The open source ecosystem for AI gathered steam in 2023 when Meta freely shared a system called Llama. Many recognized that this community would only thrive if companies like Meta – tech giants with massive data centers filled with specialized chips – continued to open source their technologies. But DeepSec and others have shown that they, too, can extend the powers of open source technologies. ,

Many executives and pundits have argued that large American companies should not open source their technologies because their use could spread disinformation or cause other serious harm. Some US lawmakers have explored the possibility of stopping or throttling the practice.

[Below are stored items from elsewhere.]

PR #1100, opened 2024-01-06
WIP: Implement mustache-style templating in composition

justinsb:
A simple "starter" templating language inspired by mustache


justinsb:
We're doing this in KRO now

/close

PR #1348, opened 2024-03-12
feat: more controllers supporting pause

acpana:
This patch extends the Pause feature to all other controllers that are responsible for actuating resources onto a cloud provider.

We probably don't want to run a `pause` test for every PR so just including this commit for now here. Finally, there's a `cherry-picked` commit for fixing an issue w a missing golden log file.

### DIFF
--- a/pkg/controller/dcl/controller.go
+++ b/pkg/controller/dcl/controller.go
@@ -223,7 +223,7 @@ func (r *Reconciler) Reconcile(ctx context.Context, req reconcile.Request) (res 
 		}
 
 		if resource.GetDeletionTimestamp().IsZero() {
-			// add finalizers for deletion defender
+			// add finalizers for deletion defender to make sure we don't delete cloud provider resources when uninstalling
 			if err := r.EnsureFinalizers(ctx, resource.Original, &resource.Resource, k8s.ControllerFinalizerName, k8s.DeletionDefenderFinalizerName); err != nil {
 				return reconcile.Result{}, err
 			}
--- a/pkg/controller/dcl/controller.go
+++ b/pkg/controller/dcl/controller.go
@@ -21,6 +21,7 @@ import (
 	"sync"
 	"time"
 
+	"github.com/GoogleCloudPlatform/k8s-config-connector/operator/pkg/apis/core/v1beta1"
 	corekccv1alpha1 "github.com/GoogleCloudPlatform/k8s-config-connector/pkg/apis/core/v1alpha1"
 	"github.com/GoogleCloudPlatform/k8s-config-connector/pkg/controller/jitter"
 	"github.com/GoogleCloudPlatform/k8s-config-connector/pkg/controller/lifecyclehandler"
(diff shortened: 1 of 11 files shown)


acpana:
`test: run the paused test` is actually green except for the `serviceusage.cnrm.cloud.google.com/service` resource fixture which doesn't actually support golden log checking. Will propose a patch fix for that in a separate PR and cherry pick it here to increase confidence.

pkg/controller/dcl/controller.go
```diff
@@ -205,6 +206,39 @@ func (r *Reconciler) Reconcile(ctx context.Context, req reconcile.Request) (res
 	if err := r.applyChangesForBackwardsCompatibility(ctx, resource); err != nil {
 		return reconcile.Result{}, fmt.Errorf("error applying changes to resource '%v' for backwards compatibility: %w", k8s.GetNamespacedName(resource), err)
 	}
+
+	cc, ccc, err := resourceactuation.FetchLiveKCCState(ctx, r.mgr.GetClient(), req.NamespacedName)
+	if err != nil {
+		return reconcile.Result{}, err
+	}
+
+	am := resourceactuation.DecideActuationMode(cc, ccc)
```
justinsb, line 215: Nit (for the future) - it may be easier to return a single object with the CC and CCC as member fields, and then you can easily have that object support `DecideActuationMode()`

pkg/controller/dcl/controller.go
```diff
@@ -205,6 +206,39 @@ func (r *Reconciler) Reconcile(ctx context.Context, req reconcile.Request) (res
...
+			return reconcile.Result{}, err
+		}
+
+		if resource.GetDeletionTimestamp().IsZero() {
+			// add finalizers for deletion defender
+			if err := r.EnsureFinalizers(ctx, resource.Original, &resource.Resource, k8s.ControllerFinalizerName, k8s.DeletionDefenderFinalizerName); err != nil {
+				return reconcile.Result{}, err
+			}
+
+			if err := r.HandlePaused(ctx, resource.Original); err != nil {
```
justinsb, line 231: Yeah, this case is going to be particularly surprising when we're paused

pkg/controller/dcl/controller.go
```diff
@@ -205,6 +206,39 @@ func (r *Reconciler) Reconcile(ctx context.Context, req reconcile.Request) (res
...
+	case v1beta1.Reconciling:
+		r.logger.V(2).Info("Actuating a resource as actuation mode is \"Reconciling\"", "resource", req.NamespacedName)
+	case v1beta1.Paused:
+		jitteredPeriod, err := jitter.GenerateJitteredReenqueuePeriod(r.schemaRef.GVK, nil, r.converter.MetadataLoader, u)
+		if err != nil {
+			return reconcile.Result{}, err
+		}
+
+		if resource.GetDeletionTimestamp().IsZero() {
+			// add finalizers for deletion defender
```
justinsb, line 226: I'm confused as to why we need to touch finalizers here - can you explain?  (Ideally by expanding the comment)

pkg/controller/direct/directbase/directbase_controller.go
```diff
@@ -223,7 +247,6 @@ func (r *reconcileContext) doReconcile(ctx context.Context, u *unstructured.Unst
 		}
 		return false, r.handleUpdateFailed(ctx, u, err)
 	}
-	k8s.EnsureFinalizers(u, k8s.ControllerFinalizerName, k8s.DeletionDefenderFinalizerName)
```
justinsb, line 226: I'm now even more confused :-)  I agree this seems awfully late to be adding finalizers, but better late than never?

justinsb:
A few nits / questions, but generally LGTM

acpana:
/hold

want to make sure commits are well organized

pkg/controller/dcl/controller.go
acpana: I *think* the issue here would be in an uninstallation for KCC case where we don't want the underlying resources on GCP / the cloud provider to go away. So I updated that comment to reflect my understanding.

justinsb:
> We probably don't want to run a pause test for every PR 

I think if we had a scripted test that covers pause in CC and pause in CCC that would be sufficient and we would want to run that on every PR; agree we don't want to run it for every resource on every PR (this is what I tried to do in #1366).  We should run it in periodics though :-)

pkg/controller/direct/directbase/directbase_controller.go
justinsb: I don't think we should be removing this line, but not a blocker as this controller is feature-flagged out

justinsb:
LGTM, two follow-on items but neither is a blocker:

1. I think we need to re-add the k8s.EnsureFinalizers line in the direct controller
2. I think we need to add a watch on the CC / CCC or otherwise make sure we reconcile all objects again.  But this is pretty interesting, as we likely want to be strategic e.g. soft-start,prioritize resources that have never been reconciled.

Thanks for getting this done!

/approve
/lgtm

justinsb:
/approve
/lgtm

So just the second follow-on AI :-)

PR #1349, opened 2024-03-12
vcr: Apply hook in  vcr recorder

gemmahou:
### Change description

ref: https://github.com/dnaeon/go-vcr?tab=readme-ov-file#hooks

The hook will replace values in request/response pairs before we save them to file. 

Note: Applying hook to replace data that we don't want to expose to public. Some data, like timestamp, or id, does not contain sensitive information, so it's fine to leave them for now.

If we can migrate VCR testing as a part of prow job, and save cassette file to GCS bucket, then we may not need hooks since it's a private storage.

### Tests you have done

### DIFF
--- a/config/tests/samples/create/harness.go
+++ b/config/tests/samples/create/harness.go
@@ -24,14 +24,13 @@ import (
 	"testing"
 	"time"
 
-	"gopkg.in/dnaeon/go-vcr.v3/recorder"
-
 	"github.com/go-logr/logr"
 	transport_tpg "github.com/hashicorp/terraform-provider-google-beta/google-beta/transport"
 	"golang.org/x/oauth2"
 	"golang.org/x/oauth2/google"
 	cloudresourcemanagerv1 "google.golang.org/api/cloudresourcemanager/v1"
 	"google.golang.org/api/option"
+	"gopkg.in/dnaeon/go-vcr.v3/recorder"
 	"k8s.io/apimachinery/pkg/apis/meta/v1/unstructured"
 	"k8s.io/apimachinery/pkg/runtime/schema"
 	"k8s.io/apimachinery/pkg/types"
@@ -326,17 +325,10 @@ func NewHarness(ctx context.Context, t *testing.T) *Harness {
 			}
 			r, err := recorder.NewWithOptions(opts)
 			if err != nil {
-<<<<<<< HEAD
 				t.Fatalf("[VCR] Failed create vcr recorder: %v", err)
 			}
 			h.VCRRecorder = r
 			ret = &http.Client{Transport: h.VCRRecorder}
-=======
-				t.Fatalf("creat vcr recorder failed: %v", err)
-			}
-			h.Rec = r
-			ret = &http.Client{Transport: h.Rec}
->>>>>>> e848f5336 (add hook)
 			return ret
 		}
 	} else {
--- a/config/tests/samples/create/harness.go
+++ b/config/tests/samples/create/harness.go
@@ -326,10 +326,17 @@ func NewHarness(ctx context.Context, t *testing.T) *Harness {
 			}
 			r, err := recorder.NewWithOptions(opts)
 			if err != nil {
+<<<<<<< HEAD
 				t.Fatalf("[VCR] Failed create vcr recorder: %v", err)
 			}
 			h.VCRRecorder = r
 			ret = &http.Client{Transport: h.VCRRecorder}
+=======
+				t.Fatalf("creat vcr recorder failed: %v", err)
+			}
+			h.Rec = r
+			ret = &http.Client{Transport: h.Rec}
+>>>>>>> e848f5336 (add hook)
 			return ret
 		}
 	} else {
--- a/tests/e2e/unified_test.go
+++ b/tests/e2e/unified_test.go
@@ -16,7 +16,11 @@ package e2e
 
 import (
 	"context"
+	"encoding/json"
 	"fmt"
+	"gopkg.in/dnaeon/go-vcr.v3/cassette"
+	"gopkg.in/dnaeon/go-vcr.v3/recorder"
+	"k8s.io/klog/v2"
 	"os"
 	"path/filepath"
 	"strings"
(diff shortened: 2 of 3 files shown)


config/tests/samples/create/harness.go
```diff
@@ -325,7 +325,10 @@ func NewHarness(ctx context.Context, t *testing.T) *Harness {
 				Mode:          recorder.ModeRecordOnly,
 				RealTransport: ret.Transport,
 			}
-			r, _ := recorder.NewWithOptions(opts)
+			r, err := recorder.NewWithOptions(opts)
+			if err != nil {
+				t.Fatalf("creat vcr recorder failed: %v", err)
```
justinsb, line 330: Nit: typo in create

tests/e2e/unified_test.go
```diff
@@ -122,12 +126,60 @@ func TestAllInSeries(t *testing.T) {
...
+					vcrRecorder := h.Rec
 					defer func() {
-						err := h.Rec.Stop()
+						err := vcrRecorder.Stop()
 						if err != nil {
 							t.Errorf("[VCR] Failed stop vcr recorder: %v", err)
 						}
 					}()
+
+					hook := func(i *cassette.Interaction) error {
```
justinsb, line 137: Cool - this looks like what I was looking for in my comments on the other PR.  Can you reverse these also?  The other option is to "fix" {uniqueID} when running in VCR mode, I.e. always have the unique ID be 11111111111 or something like that

config/tests/samples/create/harness.go
```diff
@@ -24,6 +24,8 @@ import (
 	"testing"
 	"time"
 
+	"gopkg.in/dnaeon/go-vcr.v3/recorder"
+
```
maqiuyujoyce, line 28: Nit: Remove empty line 28?

config/tests/samples/create/harness.go
```diff
@@ -236,6 +240,8 @@ func NewHarness(ctx context.Context, t *testing.T) *Harness {
 		kccConfig.GCPAccessToken = h.gcpAccessToken
 	} else if targetGCP := os.Getenv("E2E_GCP_TARGET"); targetGCP == "real" {
 		t.Logf("targeting real GCP")
+	} else if targetGCP := os.Getenv("E2E_GCP_TARGET"); targetGCP == "vcr" {
```
maqiuyujoyce, line 243: Non-blocking future improvement idea: Can we have all the environment variables and valid values used by integration tests documented and maintained somewhere? As someone who rarely touches the code here, it's hard for me to figure out what environment variables I should set and why.

config/tests/samples/create/harness.go
```diff
@@ -305,17 +311,40 @@ func NewHarness(ctx context.Context, t *testing.T) *Harness {
 		kccConfig.HTTPClient = &http.Client{Transport: t}
 	}
 
-	// Intercept (and log) TF requests
-	transport_tpg.DefaultHTTPClientTransformer = func(ctx context.Context, inner *http.Client) *http.Client {
-		ret := inner
-		if t := ctx.Value(httpRoundTripperKey); t != nil {
-			ret = &http.Client{Transport: t.(http.RoundTripper)}
+	if targetGCP := os.Getenv("E2E_GCP_TARGET"); targetGCP == "vcr" {
```
maqiuyujoyce, line 314: Non-blocking refactoring idea:
Can we do one `targetGCP := os.Getenv("E2E_GCP_TARGET")` in the beginning of the function, and then do switch case/if else for different conditions in line233-247, line314 and one, etc?

Repetitively retrieving the same environment seems to reduce the readability.

config/tests/samples/create/harness.go
```diff
@@ -305,17 +311,40 @@ func NewHarness(ctx context.Context, t *testing.T) *Harness {
...
+		transport_tpg.DefaultHTTPClientTransformer = func(ctx context.Context, inner *http.Client) *http.Client {
+			ret := inner
+			if t := ctx.Value(httpRoundTripperKey); t != nil {
+				ret = &http.Client{Transport: t.(http.RoundTripper)}
+			}
+			dir := "pkg/test/resourcefixture/testdata/vcr/cassette/"
```
maqiuyujoyce, line 320: Just curious: Is `cassette` a special code name? I personally don't know much about VCR and its concepts so would like to learn more context.

tests/e2e/unified_test.go
```diff
@@ -16,7 +16,11 @@ package e2e
 
 import (
 	"context"
+	"encoding/json"
 	"fmt"
+	"gopkg.in/dnaeon/go-vcr.v3/cassette"
```
maqiuyujoyce, line 21: Line 21-23 should be moved down to group into line39-41.

tests/e2e/unified_test.go
```diff
@@ -153,6 +157,78 @@ func testFixturesInSeries(ctx context.Context, t *testing.T, testPause bool, can
...
+						obj := make(map[string]any)
+						if err := json.Unmarshal([]byte(s), &obj); err != nil {
+							klog.Fatalf("error from json.Unmarshal(%q): %v", s, err)
+						}
+						toReplace, _, _ := unstructured.NestedString(obj, "user")
+						if len(toReplace) != 0 {
+							s = strings.Replace(s, toReplace, "user@google.com", -1)
+						}
+
+						// A very hacky way to replace actual debug info from log.
```
maqiuyujoyce, line 212: Nit: Would be great if the hacky way is explained (why hacky, any future TODO, etc).

maqiuyujoyce (commented):
/lgtm

All comments are non-blocking. Would be great to see the demo!

tests/e2e/unified_test.go
gemmahou: Actually I plan to remove this code block in PR #1393 and re-generate the log file. 
To be able to speed up test, I'd like to remove unnecessary interactions from the recorder log. For example, failed HTTP logs with error code 404/400/403 and repeated logs come from the retry transport.

config/tests/samples/create/harness.go
gemmahou: `recorder` and `cassette` are both VCR concepts. Similar to the VCR recorder in the real world, this test package simulates the workflow, recording HTTP interactions instead of audio (😂), and saving them in a file, which is used to replay them later.
TBH, the folder name can be anything (`tape`, `episode`, etc., 😂), I just borrowed the name  as it's a known concept for storing recorded logs.

justinsb:
Thanks @gemmahou 

/approve
/lgtm

config/tests/samples/create/harness.go
gemmahou: I created b/332719149 to address this comment.

config/tests/samples/create/harness.go
gemmahou: this will be done in b/332719149 as well.

PR #1352, opened 2024-03-13
tests: log if no samples

acpana:
While running the samples tests it may be helpful to know if no samples load and exist early.

### DIFF
--- a/config/tests/samples/create/samples_test.go
+++ b/config/tests/samples/create/samples_test.go
@@ -234,8 +234,7 @@ func TestAll(t *testing.T) {
 	setup()
 	samples := LoadMatchingSamples(t, regexp.MustCompile(runTestsRegex), project)
 	if len(samples) == 0 {
-		t.Logf("No tests to run for pattern %s", runTestsRegex)
-		return
+		t.Fatalf("No tests to run for pattern %s", runTestsRegex)
 	}
 
 	// Sort the samples in descending order by number of resources. This is an attempt to start the samples that use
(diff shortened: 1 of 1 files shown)


config/tests/samples/create/samples_test.go
```diff
@@ -233,6 +233,11 @@ func TestAll(t *testing.T) {
 
 	setup()
 	samples := LoadMatchingSamples(t, regexp.MustCompile(runTestsRegex), project)
+	if len(samples) == 0 {
+		t.Logf("No tests to run for pattern %s", runTestsRegex)
```
justinsb, line 237: Nit: Does this happen?  Should this be t.Errorf?   It's an odd edge case ... t.Skipf might be the most appropriate!  (This is why we use nested tests elsewhere!)

acpana: Actually I quite like erroring out as it will be a better signal that something is wrong.

Yeah, with the tests as is, it happened to me when I didn't figure out how to use `run-tests` correctly 😅 . So:

```
# misspel
$ go test -v -tags=integration ./config/tests/samples/create -timeout 1600s -test.count=1 -test.run TestAll -run-tests gfehub 2>&1

# not a thing / i'm holding it wrong
$ go test -v -tags=integration ./config/tests/samples/create -timeout 1600s -test.count=1 -test.run TestAll -run-tests notathing 2>&1
```

come out as 

```
...
ok      github.com/GoogleCloudPlatform/k8s-config-connector/config/tests/samples/create 11.430s
```

which can offer a false sense of security hehe.

maqiuyujoyce: I think error out gives a more clear signal. We can always make improvements in the future.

But others argue that if regulators stifle the progress of open source technology in the United States, China will gain a significant lead. If the best open source technologies come from China, they argue, American developers will build their own systems on top of those technologies. In the long run, this could put China at the heart of AI research and development.

“The center of gravity of the open source community is moving to China,” said Ion Stoica, a computer science professor at the University of California, Berkeley. “This could be a major threat to the United States,” because it allows China to accelerate the development of new technologies.

Hours after his inauguration, President Trump rescinded a Biden administration executive order that threatened to curb open source technologies.

Dr. Stoica and his students recently built an AI system called Sky-T1, which rivals the performance of OpenIE’s latest system, called OpenEye O1, on some benchmark tests. He needed only $450 in computing power.

They did this by building on top of two open source technologies released by Chinese tech giant Alibaba.

Their $450 system is not as powerful as OpenEye’s technology or DeepSec’s newer system. And the technologies they use are unlikely to yield systems that exceed the performance of leading technologies. But the project showed that even operations with minuscule resources could build competitive systems.

Reuven Cohen, a technology consultant in Toronto, has been using DeepSeq-V3 since late December. He says it’s comparable to the latest systems from Openai, Google, and San Francisco start-up Anthropic—and much cheaper to use.

“DeepSec is a way for me to save money,” he said. “This is the kind of technology that someone like me would want to use.”